# stop over straight after chunnel crossing?



## Nickynoo (May 18, 2007)

Hi, I know you've all been asked a thousand times if you could help it would be great!
We are crossing eurotunnel at 3am so will need to stop straight away for a kip! Two of us and Anouk the dog? Does anyone one have any specific directions we could follow as we've never chunnelled before or taken a pooch!
We leave Saturday 3 am crossing Cheers in advance!


----------



## robrace (Jun 30, 2005)

*calais aire*

We always cross on the tunnel late at night and go sraight to the aire on the sea front at calais.It takes about 10mins to get there!As you leave the tunnel follow signsfor Calais then for sea front(plage)Keep the town hall on your right and go straigh on.When you get to sae front accss to aire is road behind the restaurants.there is some ferry noise!but try and park up as you drive in.It's noisier nearer the dockside.Cost of aire is 7euro's and someone usually collects the money early evening!!.We usually finish our holiday at the aire.There are some good restauants close by.We are then ready to call in the supermarkets for wine etc then 10mins to the tunnel to come home.Enjoy


----------



## teemyob (Nov 22, 2005)

*Noo*

NickyNoo

Where are you heading for?

Trev


----------



## Nickynoo (May 18, 2007)

Not sure where we are headed possibly Normandy then Brittany but that depends on weather Forcast! we may travel south to find some sun we are basically winging it!
We've only had our dog since October so first trip with her as long as we have somewhere relatively safe to kip when we first arrive at 3am then we'll decide where to go in the morning . Incidentally happy to pay for stop but if we arrive 3am on aire we will disturb eveyone and we will leave late morning so how does that work? Thanks for the swift response


----------



## teemyob (Nov 22, 2005)

*Aires*

Hello Nickynoo,

On the Calais Aire (Signposted quite well - just follow town centre) people come and go at all hours and it is expected as it is so close to the Port. So, do not worry about that. There is no Barrier as such though I think if you are there in the morning you will be charged Euros 10?. (look to be corrected here)

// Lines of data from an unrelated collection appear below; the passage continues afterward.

PR #135, opened 2018-01-30
Remove ID from Update, add to Input

unclecheese:
Resolves https://github.com/silverstripe/silverstripe-graphql/issues/105


flamerohr:
We've agreed that this goes in master (so not available until SS5)

With the new extension points and other graphql work coming up, if you want this earlier, you could utilise the extension points to mutate the args and get what you need.

PR #138, opened 2018-02-08
BUG Fix broken createArgs() for scaffolded reads

### LINKED ISSUE #137: Adding args using scaffolding on code/config does not work.
https://github.com/silverstripe/silverstripe-graphql/tree/1.1#adding-arguments
I don't think this is working. It should be stated clearly in the documentation so that future users are not confused. 

IF it's in the roadmap, then perhaps note them somewhere as well. 

Use TypeCreator and QueryCreator if you want to use query arguments. 

# PRs:
- [x] https://github.com/silverstripe/silverstripe-graphql/pull/138
- [x] https://github.com/silverstripe/silverstripe-versioned/pull/111

tractorcow:
Fixes #137

After this is merged, you can merge https://github.com/silverstripe/silverstripe-versioned/pull/111

### DIFF
--- a/src/Scaffolding/Scaffolders/CRUD/Create.php
+++ b/src/Scaffolding/Scaffolders/CRUD/Create.php
@@ -2,22 +2,23 @@
 
 namespace SilverStripe\GraphQL\Scaffolding\Scaffolders\CRUD;
 
-use SilverStripe\Core\Extensible;
+use Exception;
+use GraphQL\Type\Definition\InputObjectType;
+use GraphQL\Type\Definition\Type;
+use SilverStripe\Core\Injector\Injector;
 use SilverStripe\GraphQL\Manager;
+use SilverStripe\GraphQL\Scaffolding\Extensions\TypeCreatorExtension;
+use SilverStripe\GraphQL\Scaffolding\Interfaces\ResolverInterface;
 use SilverStripe\GraphQL\Scaffolding\Scaffolders\MutationScaffolder;
 use SilverStripe\GraphQL\Scaffolding\Traits\DataObjectTypeTrait;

What you may find a problem is Space as the Aire is very busy Esp in August.

There are other Aires in the area. Though I am not so familer with these. Sure someone will be along soon to guide you.

If you cannot find space there are other areas you can stay.

Whilst many on here will be horrified at this, if you are heading toward Normandy the 2nd Aire de service with a Petrol station is not too bad as a last resort/emergency spot. 
Make sure you are on the Peage section having taken a ticket and you can stop usually facing the Cashiers for the Service Station Giving you a bit more security. It is a bit of a drive though from Calais.

Hope this helps?

Trev


----------



## gaspode (May 9, 2005)

The Calais aire is €8 per 24 hrs. and they collect at 8am and 8pm.

You certainly won't disturb anyone at 3am, the sound of a M/H arriving is hardly an issue compared to the sound of the 3 am ferry docking. :wink: 

If the Aire is full why not carry on a couple of miles to the Auchan supermarket car park, have a couple of hours rest and then pop in for an early breakfast followed by a tank of cheap diesel?


----------



## quartet (Jul 9, 2006)

*stop in France*

If you fancy " a place in the country" less than 20 mins from Chunnel I usually stop at manoir de senlecques http://perso.orange.fr/..manoirdesenlecques/index_uk.htm
Details of where it is is on the site .Very quick to respond usually by email.
I'll be there next Monday night!
Barry


----------



## eddied (May 9, 2005)

*Calais stopovers*

 
Hi there, it could be that at 03:00 a.m. Calais dockside aire is full. It was full (with G.B. caravans!) at 19:00 one day last week. If it is go back the way you came just to first roundabout and go straight across to yacht basin. There you will find a huge space with some trucks, some motorhomes, a few cars, and lots of space. No facilities, but quiet and safe. 
Enjoy your trip.
saluti,
eddied


----------



## 94639 (May 1, 2005)

Hi Nickynoo

We crossed a week or so ago at the same time as you, we drove south for 30 mins and parked up at the Auchan Supermarket at Boulogne St Martins. There is a massive car park, you won't disturb anyone, in fact like we were, you may be the only ones there. The Auchan opens at 8:00 so you can grab a few hours sleep before getting supplies and filling up with cheap diesel, it was 1.06 euros per litre. There is a parking area at the service station a little nearer to the chunnel terminal, I believe it is named the Aire de 2 Caps, we had a look in here on our way down to the Auchan. There were plenty of British vans parked up for the night, however I do not like the motorway aires and would not recommend them.


----------



## androidGB (May 26, 2005)

I've stayed in the Lorry Park at the Tunnel a couple of times without any problems, and had a remarkably good nights sleep

Andrew


----------



## ruthiebabe (Aug 16, 2005)

If 3am we would use autoroute service aires then be off again after brekkie. We have only once felt unsafe, since then we have always parked close to cashiers, restaurants, toll booths or whatever for peace of mind. 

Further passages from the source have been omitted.